What resulted was, in the words of the girl's mother, "the most serious look that we've ever seen on her face." The photo, taken as part of the 2011 We Are Timbers campaign, garnered nearly 450 likes on Facebook, with most of the comments focused on that serious expression.

Lindsay Schmierer, the young girl's mother, says that for their family, the photo is a constant source of humor precisely because the expression on Makenzie's face is so opposite her typical personality, which she describes as "happy-go-lucky" and "very spunky."

For Makenzie, the young girl in the photo, the whole experience was something of a blur.

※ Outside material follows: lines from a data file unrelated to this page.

PR #399, opened 2019-08-25
Corrected the lesson name to lesson 2. Also added the exersise 4.3

firstzion:
I just realized that I had the lesson number work on the folder, so I fixed that. And added the sum_series for exercise 2.4


students/chrissp/lesson02/series.py
```diff
@@ -0,0 +1,65 @@
...
+    """ This function will compute the nth Fibonacci number. """
+    return sum_series(n, 0, 1)
+
+
+def lucas(n):
+    """ This function will compute the nth Lucas number. """
+    return sum_series(n, 2, 1)
+
+
+def sum_series(n, n0 = 0, n1 = 1):
```
natasha-aleksandrova: note that there should be no spaces aroun `=` operator
`def sum_series(n, n0=0, n1=1)`

PR #412, opened 2019-08-30
HTML Renderer take 3 & Circle Class

theseanhodges:
HTML Renderer: Address comments from [PR 409](https://github.com/UWPCE-PythonCert-ClassRepos/SP_Online_PY210/pull/409)
Circle Class submission


students/shodges/lesson07/html_render.py
```diff
@@ -26,34 +26,31 @@ def render(self, out_file, current_indent=''):
...
         out_file.write("{}</{}>\n".format(current_indent, self.tag))
 
 
-    def print_open_tag(self, out_file, newline=True):
+    def print_open_tag(self, out_file, newline=True, selfclose=False):
         out_file.write("<{}".format(self.tag))
         for k, v in self.elem_attributes.items():
             out_file.write(" {}=\"{}\"".format(k, v))
-        if isinstance(self, SelfClosingElement):
+        if selfclose is True:
```
natasha-aleksandrova: this is still the same - any "additional" functionality should be in it's own class that extends from `Element`

Here are the instructions:
```
Step 5:
Create a SelfClosingTag subclass of Element, to render tags like:

<hr /> and <br /> (horizontal rule and line break).
(See: https://www.w3schools.com/tags/tag_hr.asp)

For example you should be able to use this code:

Hr(width=400)
To get this result:

<hr width="400" />
You will need to override the render method to render just the one tag and attributes, if any.

Note that self closing tags can’t have any content. Make sure that your SelfClosingTag element raises an exception if someone tries to put in any content – probably a TypeError.

Create a couple subclasses of SelfClosingTag for <hr /> and <br />

Note that you now have maybe three render methods – is there repeated code in them?

Can you refactor the common parts into a separate method that all the render methods can call? And do all your tests still pass (you do have tests for everything, don’t you?) after refactoring?
```
which means that you should have a `SelfClosingTag` class that subclasses from `Element`. Then `Br` and `Hr` classes that subclass from `SelfClosingTag`. `SelfClosingTag` should have a `render` method that its subclasses can use.

students/shodges/lesson08/circle.py
```diff
@@ -0,0 +1,143 @@
+#!/usr/bin/env python3
+
+import math
+
+class Circle(object):
+    _radius = None
+    _diameter = None
```
natasha-aleksandrova: these should not be class attributes

students/shodges/lesson07/html_render.py
theseanhodges: @natasha-aleksandrova Sorry I'm not getting this!  Both SimpleElement and SelfClosingElement have render methods and the Element class isn't aware of either.  The Element class has a method print_open_tag which (now) has defaulted arguments to specify whether a newline is appended after the '>' or if the self closing tag '/' is appended.  Also per Step 5 common code should be refactored into methods render can call. :)

Initially I had this done with the isinstance call but per your initial comment that had the class aware of its subclasses.

If that's not how I should be doing this let me know and I can drop the code into each subclasses' render method.  Thanks!

students/shodges/lesson08/circle.py
theseanhodges: @natasha-aleksandrova Fixed, thanks.  Submitted [PR 419](https://github.com/UWPCE-PythonCert-ClassRepos/SP_Online_PY210/pull/419).

natasha-aleksandrova:
@theseanhodges thanks, will check the new PR

students/shodges/lesson07/html_render.py
natasha-aleksandrova: Hi @theseanhodges 

this line `if selfclose is True:` inside of `Element` class makes element aware that selfclose something exists. `Element` is base class and should not be aware of whatever could be subclassing it.

theseanhodges: @natasha-aleksandrova makes sense, thanks.  I submitted [PR 420](https://github.com/UWPCE-PythonCert-ClassRepos/SP_Online_PY210/pull/420) to address this.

Just four years-old at the time, Makenzie went down to have her picture taken along with her mother and her sister, Finley. When Finley didn't want to have her own picture taken, Makenzie walked in front of the camera alone except for the axe that she held in her hands.

"I remember my sister not wanting to get a photo," Makenzie told Timbers.com. "And I remember me trying to get serious the whole time and I'm like, 'OK, I'll be serious, as serious as I can.'"

As for the axe, "that was pretty heavy," she recalled. "But it was worth it."

Since the photo, Makenzie and her family have become big Timbers fans.

Last season, Makenzie was fortunate enough to have her picture taken with several of her favorite Timbers players, including Will Johnson, Darlington Nagbe and former Timbers goalkeeper Donovan Ricketts. When she later went back and looked at the photos, one player's reaction particularly stood out to her.

"I remember looking at the pictures and I'm like, 'I've never seen Nagbe smile that big before,'" she said of the normally stoic midfielder. "And I'm like, 'I thought he's serious about stuff!"

Despite being on the season ticket wait list, Makenzie and her family have still managed to make it to a few Timbers matches. During one memorably long U.S. Open Cup game, the only thing that kept a young, tired Makenzie going was Timber Joey.

As it turns out, Makenzie and her sister Finley are both big Timber Joey fans.



"They've been able to meet him or have pictures taken with him a couple of times," Lindsay Schmierer said. "I feel like when you asked about who their favorite player is, you would have to include Timber Joey in that roster, even though he's not actually on the pitch."

Two years ago, Finley even dressed up as Timber Joey for Halloween, complete with suspenders, soccer necklace, and of course, a chainsaw.

Makenzie, however, came away unimpressed by her sister's Timber Joey impersonation.

"I remember her after Halloween, revving her chainsaw when I was in my room reading," Makenzie said, imitating the whirring sound of her sister's toy chainsaw.

Now in the third grade and a big reader, Makenzie follows the Timbers closely each season and, like any fan, lives and dies with the results of each game.

"When they lose, I'm like, 'When are they going to win the next game?' That's why I always cross my fingers every time I watch the Timbers."